- [Directions for this task]
Begin at the line containing "PR #1124, opened 2014-02-17" in the data below and go on through the line containing "uv_loop_new and uv_loop_delete are", repeating each line exactly; include both ends and no other line.

- [Records shown]
Issue #435, opened 2012-05-30
windows: mark internal handles as internal


bnoordhuis:
So `uv_walk()` filters them out. Here is an example: 71a66c1

saghul:
I looked over the Windows side of things and didn't spot any internal handle defined there, closing.

PR #1124, opened 2014-02-17
unix, windows: add uv_loop_init and uv_loop_close

saghul:
These functions supersede uv_loop_new and uv_loop_delete.
uv_loop_init initialized a user allocated loop and uv_loop_close
removes all associated resources a loop uses after it has finished
execution.

uv_loop_new and uv_loop_delete are now deprecated.

@indutny, @piscisaureus: please review :-)


include/uv.h
```diff
@@ -261,6 +257,32 @@
...
+ * Initializes a uv_loop_t structure.
+ */
+UV_EXTERN int uv_loop_init(uv_loop_t* loop);
+
+/*
+ * Closes all internal loop resources.  This function must only be called once
+ * the loop has finished it's execution or it will return UV_EBUSY.  After this
+ * function returns the user shall free the memory allocated for the loop.
+ */
+UV_EXTERN uv_loop_close(uv_loop_t* loop);
```
retep998: Shouldn't this have a return type?

saghul: Ups, why didn't you tell me Mr Compiler?!

indutny: Because this is C :) That's how people was writing stuff before return types.

saghul:
Note to self: look into https://github.com/joyent/libuv/issues/435, I might need to solve that one otherwise uv_loop_close will always fail on Windows.

src/unix/loop.c
```diff
@@ -45,6 +45,31 @@ uv_loop_t* uv_default_loop(void) {
...
+  if (!QUEUE_EMPTY(&(loop)->active_reqs))
+    return -EBUSY;
+  QUEUE_FOREACH(q, &loop->handle_queue) {
+    h = QUEUE_DATA(q, uv_handle_t, handle_queue);
+    if (!(h->flags & UV__HANDLE_INTERNAL))
+      return -EBUSY;
+  }
+  uv__loop_close(loop);
+#ifndef NDEBUG
+  memset(loop, -1, sizeof(*loop));
```
indutny, line 66: Huh? `-1` ?

indutny, line 66: Ah, that's how it was.

saghul:
Force pushed, fixing some nasty problem in Windows: initializing libuv is kind of important :-) Tests pass on all platforms now (on Windows there are some known failures, this PR doesn't introduce new failures).

Reviewers, please review!

indutny:
If it builds and runs on win and unixes, and if tests are passing - LGTM.

saghul:
Thanks @indutny, landed it!

yann2192:
@saghul uv_loop_close always returns -EBUSY when I use signals : http://pastebin.com/ZqA2hhZG

indutny:
@yann2192 perhaps you should call `uv_close` on `uv_signal_t` first?

saghul:
@yann2192 what @indutny said. Stopping is not enough. For the loop to properly close all handles need to be uv_close'd first.

saghul:
This works: https://gist.github.com/9504483

yann2192:
Oh, I didn't know that uv_signal_t requires uv_close, my bad.

saghul:
On 03/12/2014 11:41 AM, Yann GUIBET wrote:

> Oh, I didn't know that uv_signal_t requires uv_close, my bad.

No worries. All handles do, actually.

## 

Saúl Ibarra Corretgé
bettercallsaghul.com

- [Result of this exercise]
PR #1124, opened 2014-02-17
unix, windows: add uv_loop_init and uv_loop_close

saghul:
These functions supersede uv_loop_new and uv_loop_delete.
uv_loop_init initialized a user allocated loop and uv_loop_close
removes all associated resources a loop uses after it has finished
execution.

uv_loop_new and uv_loop_delete are now deprecated.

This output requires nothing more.